(REQUIRED ACTION):
Show each line of the listing in which the word "shortened" occurs.

(MATERIAL PROVIDED):
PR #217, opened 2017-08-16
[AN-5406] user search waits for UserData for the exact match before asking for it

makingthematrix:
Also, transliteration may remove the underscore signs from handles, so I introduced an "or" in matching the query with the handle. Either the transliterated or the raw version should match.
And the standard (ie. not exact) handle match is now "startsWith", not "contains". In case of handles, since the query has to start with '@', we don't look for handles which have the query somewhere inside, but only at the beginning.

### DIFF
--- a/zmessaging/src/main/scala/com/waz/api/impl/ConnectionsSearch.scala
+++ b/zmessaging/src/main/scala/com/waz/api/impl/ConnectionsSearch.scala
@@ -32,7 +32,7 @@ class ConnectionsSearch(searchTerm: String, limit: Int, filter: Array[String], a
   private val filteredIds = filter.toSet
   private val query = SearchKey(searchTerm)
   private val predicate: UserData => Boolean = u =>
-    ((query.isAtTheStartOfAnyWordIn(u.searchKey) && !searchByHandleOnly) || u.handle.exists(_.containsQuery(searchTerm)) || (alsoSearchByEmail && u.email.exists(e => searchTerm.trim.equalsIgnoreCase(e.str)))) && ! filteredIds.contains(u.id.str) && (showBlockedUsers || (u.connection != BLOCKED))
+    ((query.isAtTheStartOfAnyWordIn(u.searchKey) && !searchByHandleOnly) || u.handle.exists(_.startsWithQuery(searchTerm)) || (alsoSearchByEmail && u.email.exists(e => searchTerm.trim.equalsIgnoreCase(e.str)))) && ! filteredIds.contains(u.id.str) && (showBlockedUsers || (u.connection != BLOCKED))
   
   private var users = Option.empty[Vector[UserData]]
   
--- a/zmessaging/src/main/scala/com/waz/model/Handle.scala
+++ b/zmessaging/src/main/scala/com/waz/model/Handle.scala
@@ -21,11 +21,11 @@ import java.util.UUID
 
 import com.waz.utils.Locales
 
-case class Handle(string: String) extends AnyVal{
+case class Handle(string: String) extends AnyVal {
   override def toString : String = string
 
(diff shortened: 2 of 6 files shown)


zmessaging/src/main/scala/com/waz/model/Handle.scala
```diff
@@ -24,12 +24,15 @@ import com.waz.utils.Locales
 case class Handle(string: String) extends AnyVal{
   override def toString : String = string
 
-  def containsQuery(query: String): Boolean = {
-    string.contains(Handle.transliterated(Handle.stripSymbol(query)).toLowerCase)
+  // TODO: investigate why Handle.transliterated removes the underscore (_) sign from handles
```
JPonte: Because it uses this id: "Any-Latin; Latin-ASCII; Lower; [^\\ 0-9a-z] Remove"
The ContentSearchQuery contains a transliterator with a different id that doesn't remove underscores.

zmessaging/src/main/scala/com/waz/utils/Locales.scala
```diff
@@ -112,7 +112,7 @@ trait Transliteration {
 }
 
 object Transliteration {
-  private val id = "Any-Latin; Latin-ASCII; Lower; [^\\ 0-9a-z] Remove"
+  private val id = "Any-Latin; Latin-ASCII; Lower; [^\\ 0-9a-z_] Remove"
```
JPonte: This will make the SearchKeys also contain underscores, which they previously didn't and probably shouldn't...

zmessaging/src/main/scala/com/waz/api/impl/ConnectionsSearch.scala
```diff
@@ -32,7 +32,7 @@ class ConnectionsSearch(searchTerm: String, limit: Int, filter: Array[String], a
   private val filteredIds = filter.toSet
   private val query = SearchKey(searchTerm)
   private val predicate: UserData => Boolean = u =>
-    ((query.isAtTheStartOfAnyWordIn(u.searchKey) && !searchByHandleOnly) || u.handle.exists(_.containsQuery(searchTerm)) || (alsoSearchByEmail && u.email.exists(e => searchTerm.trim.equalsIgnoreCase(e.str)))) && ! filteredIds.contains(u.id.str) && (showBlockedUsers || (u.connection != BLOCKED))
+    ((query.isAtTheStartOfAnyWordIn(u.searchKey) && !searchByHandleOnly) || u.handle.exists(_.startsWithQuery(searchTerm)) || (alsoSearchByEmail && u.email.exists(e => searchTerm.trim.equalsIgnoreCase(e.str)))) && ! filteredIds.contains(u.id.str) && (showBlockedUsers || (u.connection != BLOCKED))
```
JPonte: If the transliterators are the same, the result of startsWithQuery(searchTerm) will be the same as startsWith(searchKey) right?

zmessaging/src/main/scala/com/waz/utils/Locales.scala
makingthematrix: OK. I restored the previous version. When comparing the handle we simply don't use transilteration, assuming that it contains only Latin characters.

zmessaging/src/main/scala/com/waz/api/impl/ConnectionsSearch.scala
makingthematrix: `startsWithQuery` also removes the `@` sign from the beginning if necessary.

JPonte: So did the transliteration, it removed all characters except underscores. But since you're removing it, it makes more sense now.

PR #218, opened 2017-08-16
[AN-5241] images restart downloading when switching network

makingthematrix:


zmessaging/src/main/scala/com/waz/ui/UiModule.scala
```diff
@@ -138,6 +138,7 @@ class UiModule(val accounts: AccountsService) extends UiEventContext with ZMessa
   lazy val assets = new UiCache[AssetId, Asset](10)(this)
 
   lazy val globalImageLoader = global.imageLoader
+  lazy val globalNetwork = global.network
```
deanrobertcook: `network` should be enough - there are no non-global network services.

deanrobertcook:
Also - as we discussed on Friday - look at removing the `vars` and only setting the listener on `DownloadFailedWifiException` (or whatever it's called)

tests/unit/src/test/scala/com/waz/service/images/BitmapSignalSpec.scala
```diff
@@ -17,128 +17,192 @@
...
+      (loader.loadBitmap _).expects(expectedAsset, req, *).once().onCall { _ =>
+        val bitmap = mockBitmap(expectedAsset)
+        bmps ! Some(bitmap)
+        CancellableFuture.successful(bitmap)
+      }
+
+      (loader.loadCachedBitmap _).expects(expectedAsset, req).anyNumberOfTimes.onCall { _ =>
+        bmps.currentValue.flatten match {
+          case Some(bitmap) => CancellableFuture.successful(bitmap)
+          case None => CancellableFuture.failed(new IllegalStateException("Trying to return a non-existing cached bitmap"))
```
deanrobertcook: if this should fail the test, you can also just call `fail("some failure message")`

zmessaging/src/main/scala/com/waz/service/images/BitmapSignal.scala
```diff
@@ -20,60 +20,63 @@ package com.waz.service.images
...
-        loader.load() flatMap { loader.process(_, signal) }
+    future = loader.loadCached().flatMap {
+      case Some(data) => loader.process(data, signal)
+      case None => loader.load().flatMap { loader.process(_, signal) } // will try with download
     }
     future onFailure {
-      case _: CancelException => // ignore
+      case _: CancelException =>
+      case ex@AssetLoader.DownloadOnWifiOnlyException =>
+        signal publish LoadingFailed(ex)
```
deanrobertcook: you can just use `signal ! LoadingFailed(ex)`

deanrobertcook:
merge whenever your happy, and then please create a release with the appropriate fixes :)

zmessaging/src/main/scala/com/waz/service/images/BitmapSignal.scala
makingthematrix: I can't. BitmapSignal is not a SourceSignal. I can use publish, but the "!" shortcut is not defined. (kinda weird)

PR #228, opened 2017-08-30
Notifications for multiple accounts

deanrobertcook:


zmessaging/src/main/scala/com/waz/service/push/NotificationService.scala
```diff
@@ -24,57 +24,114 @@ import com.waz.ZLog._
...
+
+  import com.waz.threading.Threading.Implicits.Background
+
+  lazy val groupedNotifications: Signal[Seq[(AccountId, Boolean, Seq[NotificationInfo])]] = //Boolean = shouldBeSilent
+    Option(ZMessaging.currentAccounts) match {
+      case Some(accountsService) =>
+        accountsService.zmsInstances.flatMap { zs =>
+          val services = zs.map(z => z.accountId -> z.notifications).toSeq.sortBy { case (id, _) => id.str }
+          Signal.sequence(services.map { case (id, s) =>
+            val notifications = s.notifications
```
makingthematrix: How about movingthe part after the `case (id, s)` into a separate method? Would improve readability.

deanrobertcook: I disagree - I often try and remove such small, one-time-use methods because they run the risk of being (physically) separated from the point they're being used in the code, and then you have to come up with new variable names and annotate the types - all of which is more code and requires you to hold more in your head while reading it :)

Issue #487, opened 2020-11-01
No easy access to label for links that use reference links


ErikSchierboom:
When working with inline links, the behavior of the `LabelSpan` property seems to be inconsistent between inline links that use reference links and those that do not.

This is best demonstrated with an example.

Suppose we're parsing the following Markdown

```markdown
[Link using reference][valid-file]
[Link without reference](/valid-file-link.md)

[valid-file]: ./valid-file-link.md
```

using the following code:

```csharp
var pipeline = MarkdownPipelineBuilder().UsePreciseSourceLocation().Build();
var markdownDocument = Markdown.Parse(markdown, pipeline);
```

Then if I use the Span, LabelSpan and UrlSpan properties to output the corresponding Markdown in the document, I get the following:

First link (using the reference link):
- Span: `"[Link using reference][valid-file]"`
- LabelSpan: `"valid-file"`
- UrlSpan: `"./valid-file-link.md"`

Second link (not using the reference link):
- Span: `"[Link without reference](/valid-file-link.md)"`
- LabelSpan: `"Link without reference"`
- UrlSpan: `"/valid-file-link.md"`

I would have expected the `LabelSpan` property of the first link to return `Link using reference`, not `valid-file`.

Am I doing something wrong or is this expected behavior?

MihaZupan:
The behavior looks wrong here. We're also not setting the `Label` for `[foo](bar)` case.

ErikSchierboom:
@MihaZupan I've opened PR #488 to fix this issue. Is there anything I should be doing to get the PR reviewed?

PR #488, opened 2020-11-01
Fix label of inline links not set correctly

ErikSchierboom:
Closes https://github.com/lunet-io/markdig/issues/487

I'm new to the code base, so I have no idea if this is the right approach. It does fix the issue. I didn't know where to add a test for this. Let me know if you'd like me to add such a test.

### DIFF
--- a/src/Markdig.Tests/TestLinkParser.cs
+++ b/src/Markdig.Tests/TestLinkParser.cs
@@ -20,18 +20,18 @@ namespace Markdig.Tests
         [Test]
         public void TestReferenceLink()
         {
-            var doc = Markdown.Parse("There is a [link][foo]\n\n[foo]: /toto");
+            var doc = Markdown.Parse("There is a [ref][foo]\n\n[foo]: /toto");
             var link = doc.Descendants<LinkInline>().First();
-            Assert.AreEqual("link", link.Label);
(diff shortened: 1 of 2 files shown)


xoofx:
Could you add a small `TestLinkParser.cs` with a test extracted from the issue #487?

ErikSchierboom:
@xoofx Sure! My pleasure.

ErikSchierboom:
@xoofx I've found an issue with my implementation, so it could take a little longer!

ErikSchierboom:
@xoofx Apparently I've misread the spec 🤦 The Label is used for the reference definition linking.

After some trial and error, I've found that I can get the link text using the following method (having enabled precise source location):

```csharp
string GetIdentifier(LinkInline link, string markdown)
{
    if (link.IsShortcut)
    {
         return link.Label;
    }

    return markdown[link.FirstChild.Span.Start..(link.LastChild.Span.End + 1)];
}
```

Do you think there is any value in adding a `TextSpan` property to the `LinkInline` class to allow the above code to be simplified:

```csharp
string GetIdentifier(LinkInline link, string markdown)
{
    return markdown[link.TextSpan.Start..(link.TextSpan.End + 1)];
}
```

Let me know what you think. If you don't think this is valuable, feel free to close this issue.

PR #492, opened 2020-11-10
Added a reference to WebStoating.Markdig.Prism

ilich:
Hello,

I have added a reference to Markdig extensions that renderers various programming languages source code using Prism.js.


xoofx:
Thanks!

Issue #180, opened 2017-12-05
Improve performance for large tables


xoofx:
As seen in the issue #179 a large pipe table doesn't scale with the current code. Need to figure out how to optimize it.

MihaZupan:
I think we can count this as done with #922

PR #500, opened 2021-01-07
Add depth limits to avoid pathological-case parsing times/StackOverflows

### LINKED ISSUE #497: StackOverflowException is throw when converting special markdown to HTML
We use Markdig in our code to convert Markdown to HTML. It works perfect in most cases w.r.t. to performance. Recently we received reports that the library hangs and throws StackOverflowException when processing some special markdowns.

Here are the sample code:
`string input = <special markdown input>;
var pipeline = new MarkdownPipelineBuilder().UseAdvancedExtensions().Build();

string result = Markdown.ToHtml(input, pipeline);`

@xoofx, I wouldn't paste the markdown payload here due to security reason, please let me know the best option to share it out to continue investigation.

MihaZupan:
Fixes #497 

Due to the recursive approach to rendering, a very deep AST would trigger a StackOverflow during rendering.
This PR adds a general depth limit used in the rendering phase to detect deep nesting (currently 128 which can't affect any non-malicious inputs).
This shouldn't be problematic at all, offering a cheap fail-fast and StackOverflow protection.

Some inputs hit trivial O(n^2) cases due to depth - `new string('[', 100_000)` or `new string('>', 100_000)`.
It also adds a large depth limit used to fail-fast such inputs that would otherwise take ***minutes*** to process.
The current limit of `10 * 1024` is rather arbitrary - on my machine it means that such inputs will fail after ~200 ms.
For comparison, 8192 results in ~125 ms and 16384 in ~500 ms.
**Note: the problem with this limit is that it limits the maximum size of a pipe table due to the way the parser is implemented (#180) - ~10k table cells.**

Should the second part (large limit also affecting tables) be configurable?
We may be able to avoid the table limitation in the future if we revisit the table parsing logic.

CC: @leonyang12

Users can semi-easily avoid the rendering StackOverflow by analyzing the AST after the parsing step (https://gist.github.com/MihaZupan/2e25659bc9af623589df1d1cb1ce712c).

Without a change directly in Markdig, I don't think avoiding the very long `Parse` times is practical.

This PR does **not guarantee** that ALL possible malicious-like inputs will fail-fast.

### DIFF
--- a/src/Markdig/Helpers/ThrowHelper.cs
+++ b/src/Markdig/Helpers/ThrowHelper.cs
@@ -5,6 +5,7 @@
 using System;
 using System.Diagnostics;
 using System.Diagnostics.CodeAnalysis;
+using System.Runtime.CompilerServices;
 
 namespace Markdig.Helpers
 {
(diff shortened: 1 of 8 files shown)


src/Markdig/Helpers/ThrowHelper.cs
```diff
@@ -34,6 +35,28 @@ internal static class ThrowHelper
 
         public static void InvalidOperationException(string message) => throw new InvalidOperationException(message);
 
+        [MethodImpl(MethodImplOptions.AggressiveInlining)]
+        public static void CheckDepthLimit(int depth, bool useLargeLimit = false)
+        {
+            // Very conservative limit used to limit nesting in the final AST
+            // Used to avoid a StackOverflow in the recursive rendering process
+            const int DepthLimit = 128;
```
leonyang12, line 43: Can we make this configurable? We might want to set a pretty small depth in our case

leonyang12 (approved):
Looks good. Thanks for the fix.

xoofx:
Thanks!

(WRITTEN RESPONSE):
(diff shortened: 2 of 6 files shown)
(diff shortened: 1 of 2 files shown)
(diff shortened: 1 of 8 files shown)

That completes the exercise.